▶ [What you need to do]: Using the entries below, copy out all lines where "Xcode" is found.

▶ [Raw data]:
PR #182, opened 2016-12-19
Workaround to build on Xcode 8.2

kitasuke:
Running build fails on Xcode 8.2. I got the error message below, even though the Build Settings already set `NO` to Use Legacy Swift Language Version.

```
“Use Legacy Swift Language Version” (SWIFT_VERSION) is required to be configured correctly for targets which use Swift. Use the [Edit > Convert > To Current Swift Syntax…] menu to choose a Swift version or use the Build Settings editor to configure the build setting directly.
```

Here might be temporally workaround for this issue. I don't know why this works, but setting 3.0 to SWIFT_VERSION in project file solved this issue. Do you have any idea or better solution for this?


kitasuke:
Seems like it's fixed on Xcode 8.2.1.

---

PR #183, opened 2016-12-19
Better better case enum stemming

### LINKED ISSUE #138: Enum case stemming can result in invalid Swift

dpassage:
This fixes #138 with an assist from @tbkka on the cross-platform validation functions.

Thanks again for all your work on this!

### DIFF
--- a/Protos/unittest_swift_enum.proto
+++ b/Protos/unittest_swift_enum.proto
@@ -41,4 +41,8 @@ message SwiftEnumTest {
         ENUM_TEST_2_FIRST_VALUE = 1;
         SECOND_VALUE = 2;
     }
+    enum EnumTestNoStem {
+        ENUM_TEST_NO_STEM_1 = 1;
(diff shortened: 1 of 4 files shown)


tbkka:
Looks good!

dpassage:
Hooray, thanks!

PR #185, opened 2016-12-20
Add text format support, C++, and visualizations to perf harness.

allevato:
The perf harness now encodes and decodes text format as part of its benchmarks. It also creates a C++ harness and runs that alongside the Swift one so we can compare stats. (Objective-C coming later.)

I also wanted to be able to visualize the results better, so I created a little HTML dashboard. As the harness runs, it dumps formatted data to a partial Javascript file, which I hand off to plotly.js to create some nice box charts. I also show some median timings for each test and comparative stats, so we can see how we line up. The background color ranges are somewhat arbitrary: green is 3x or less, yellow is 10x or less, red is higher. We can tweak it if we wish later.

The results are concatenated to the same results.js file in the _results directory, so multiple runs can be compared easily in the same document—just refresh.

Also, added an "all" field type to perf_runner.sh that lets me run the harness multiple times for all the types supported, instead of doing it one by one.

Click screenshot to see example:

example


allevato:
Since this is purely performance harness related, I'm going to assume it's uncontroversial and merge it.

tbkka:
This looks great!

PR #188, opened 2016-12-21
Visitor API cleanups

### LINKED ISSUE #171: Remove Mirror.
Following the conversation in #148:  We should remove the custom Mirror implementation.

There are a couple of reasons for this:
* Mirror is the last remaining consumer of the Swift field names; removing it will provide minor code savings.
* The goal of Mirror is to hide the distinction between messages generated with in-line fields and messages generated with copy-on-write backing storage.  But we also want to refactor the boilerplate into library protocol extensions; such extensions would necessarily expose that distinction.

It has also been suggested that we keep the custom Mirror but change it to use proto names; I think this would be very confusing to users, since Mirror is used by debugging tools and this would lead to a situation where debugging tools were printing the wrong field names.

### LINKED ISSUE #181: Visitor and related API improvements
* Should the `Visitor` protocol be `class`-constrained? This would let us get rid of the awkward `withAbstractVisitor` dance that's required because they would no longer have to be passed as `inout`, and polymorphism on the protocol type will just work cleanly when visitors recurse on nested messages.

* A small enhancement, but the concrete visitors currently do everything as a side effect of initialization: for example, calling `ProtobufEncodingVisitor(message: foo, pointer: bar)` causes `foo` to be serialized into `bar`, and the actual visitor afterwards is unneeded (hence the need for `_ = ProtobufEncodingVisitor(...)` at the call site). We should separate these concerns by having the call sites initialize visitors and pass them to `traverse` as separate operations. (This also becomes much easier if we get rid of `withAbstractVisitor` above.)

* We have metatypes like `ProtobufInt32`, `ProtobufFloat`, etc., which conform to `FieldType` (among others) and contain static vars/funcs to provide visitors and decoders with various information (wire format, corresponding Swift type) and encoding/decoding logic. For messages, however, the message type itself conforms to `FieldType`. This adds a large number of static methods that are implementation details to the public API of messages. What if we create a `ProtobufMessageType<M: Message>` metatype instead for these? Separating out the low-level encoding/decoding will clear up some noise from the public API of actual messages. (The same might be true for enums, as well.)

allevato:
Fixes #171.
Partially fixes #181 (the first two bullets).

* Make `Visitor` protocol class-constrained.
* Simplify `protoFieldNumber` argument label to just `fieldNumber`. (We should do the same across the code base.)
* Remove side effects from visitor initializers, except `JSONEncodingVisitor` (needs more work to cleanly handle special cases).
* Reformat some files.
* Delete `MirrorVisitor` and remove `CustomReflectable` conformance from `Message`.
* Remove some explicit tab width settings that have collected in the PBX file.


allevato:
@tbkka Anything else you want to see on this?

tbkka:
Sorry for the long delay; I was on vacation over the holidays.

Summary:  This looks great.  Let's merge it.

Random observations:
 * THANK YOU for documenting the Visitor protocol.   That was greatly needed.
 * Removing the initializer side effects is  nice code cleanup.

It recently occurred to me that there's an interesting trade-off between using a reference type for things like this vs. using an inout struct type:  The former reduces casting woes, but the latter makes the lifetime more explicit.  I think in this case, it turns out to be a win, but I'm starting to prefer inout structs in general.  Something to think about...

▶ [Exercise output]:
Workaround to build on Xcode 8.2
Running build fails on Xcode 8.2. I got the error message below, even though the Build Settings already set `NO` to Use Legacy Swift Language Version.
Seems like it's fixed on Xcode 8.2.1.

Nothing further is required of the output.